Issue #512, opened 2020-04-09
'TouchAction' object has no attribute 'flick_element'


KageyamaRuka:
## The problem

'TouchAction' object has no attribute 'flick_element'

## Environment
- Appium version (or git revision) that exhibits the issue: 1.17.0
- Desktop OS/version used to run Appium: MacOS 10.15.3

==

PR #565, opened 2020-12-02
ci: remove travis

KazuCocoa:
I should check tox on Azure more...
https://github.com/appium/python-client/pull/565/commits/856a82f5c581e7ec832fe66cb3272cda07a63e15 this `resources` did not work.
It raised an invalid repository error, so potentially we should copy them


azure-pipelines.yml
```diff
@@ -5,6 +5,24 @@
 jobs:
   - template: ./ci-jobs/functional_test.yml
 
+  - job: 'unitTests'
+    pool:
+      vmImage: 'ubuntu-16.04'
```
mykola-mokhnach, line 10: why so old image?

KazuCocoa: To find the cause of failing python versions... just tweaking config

---

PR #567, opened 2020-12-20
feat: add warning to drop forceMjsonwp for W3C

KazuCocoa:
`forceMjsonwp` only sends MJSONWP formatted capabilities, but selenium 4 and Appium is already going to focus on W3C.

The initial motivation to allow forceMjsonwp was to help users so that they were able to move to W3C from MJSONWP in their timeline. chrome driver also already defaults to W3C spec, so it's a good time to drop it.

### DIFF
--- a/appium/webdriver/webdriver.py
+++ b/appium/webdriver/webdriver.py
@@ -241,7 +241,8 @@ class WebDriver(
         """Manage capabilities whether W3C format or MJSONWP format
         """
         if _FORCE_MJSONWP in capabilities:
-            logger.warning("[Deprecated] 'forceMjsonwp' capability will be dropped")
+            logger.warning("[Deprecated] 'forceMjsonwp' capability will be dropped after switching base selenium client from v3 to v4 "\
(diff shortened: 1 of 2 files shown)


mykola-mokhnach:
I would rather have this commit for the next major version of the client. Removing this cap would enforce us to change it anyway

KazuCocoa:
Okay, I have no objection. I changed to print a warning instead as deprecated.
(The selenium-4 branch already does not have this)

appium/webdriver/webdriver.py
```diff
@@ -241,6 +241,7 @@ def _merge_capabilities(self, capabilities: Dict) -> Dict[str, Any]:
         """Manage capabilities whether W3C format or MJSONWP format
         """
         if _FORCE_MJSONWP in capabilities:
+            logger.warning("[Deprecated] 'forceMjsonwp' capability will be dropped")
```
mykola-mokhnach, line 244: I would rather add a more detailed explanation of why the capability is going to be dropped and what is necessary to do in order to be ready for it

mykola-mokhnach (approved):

**What to produce:**
Within the material above, copy exactly the lines from the line that holds "azure-pipelines.yml" up to and including the line that holds "KazuCocoa: To find".

**Solution to this task:**
azure-pipelines.yml
```diff
@@ -5,6 +5,24 @@
 jobs:
   - template: ./ci-jobs/functional_test.yml
 
+  - job: 'unitTests'
+    pool:
+      vmImage: 'ubuntu-16.04'
```
mykola-mokhnach, line 10: why so old image?

KazuCocoa: To find the cause of failing python versions... just tweaking config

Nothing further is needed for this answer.